On Wed, Dec 2, 2009 at 14:23, Ralph Castain <rhc_at_[hidden]> wrote:
> Hmm....if you are willing to keep trying, could you perhaps let it run for
> a brief time, ctrl-z it, and then do an ls on a directory from a process
> that has already terminated? The pids will be in order, so just look for an
> early number (not mpirun or the parent, of course).

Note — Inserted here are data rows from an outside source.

PR #1144, opened 2021-05-20
allow discovered dependencies to be set

esword:
if none are set then the default mechanism of scanning jars kicks in.

## Before this PR
We have an external tool that can modify the list of discovered (recommended) dependencies.  There was no way to override that process in the CreateManifest task

## After this PR

==COMMIT_MSG==
allow discovered dependencies to be set rather than processed in CreateManifestTask
==COMMIT_MSG==

### DIFF
--- a/gradle-sls-packaging/src/main/java/com/palantir/gradle/dist/BaseDistributionExtension.java
+++ b/gradle-sls-packaging/src/main/java/com/palantir/gradle/dist/BaseDistributionExtension.java
@@ -53,6 +53,7 @@ public class BaseDistributionExtension {
     private final Property<String> podName;
     private final Property<ProductType> productType;
     private final ListProperty<ProductDependency> productDependencies;
+    private final ListProperty<ProductDependency> discoveredDependencies;
     private final SetProperty<ProductId> optionalProductDependencies;
     private final SetProperty<ProductId> ignoredProductDependencies;
     private final ProviderFactory providerFactory;
@@ -68,6 +69,7 @@ public class BaseDistributionExtension {
         podName = project.getObjects().property(String.class);
         productType = project.getObjects().property(ProductType.class);
         productDependencies = project.getObjects().listProperty(ProductDependency.class);
+        discoveredDependencies = project.getObjects().listProperty(ProductDependency.class);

> It would help if you could give us the contents of a directory from a child
> process that has terminated - would tell us what subsystem is failing to
> properly cleanup.
Ok, so I Ctrl-Z the master. In
/tmp/.private/nbock/openmpi-sessions-nbock_at_mujo_0 I now have only one
I can't find that PID though. mpirun has PID 4230, orted does not exist,
master is 4231, and slave is 4275. When I "fg" master and Ctrl-Z it again,
slave has a different PID as expected. I Ctrl-Z'ed in iteration 68, there
are 70 sequentially numbered directories starting at 0. Every directory
contains another directory called "0". There is nothing in any of those
directories. I see for instance:
/tmp/.private/nbock/openmpi-sessions-nbock_at_mujo_0/857 $ ls -lh 70
drwx------ 2 nbock users 4.0K Dec 2 14:41 0
nbock_at_mujo /tmp/.private/nbock/openmpi-sessions-nbock_at_mujo_0/857 $ ls -lh
I hope this information helps. Did I understand your question correctly?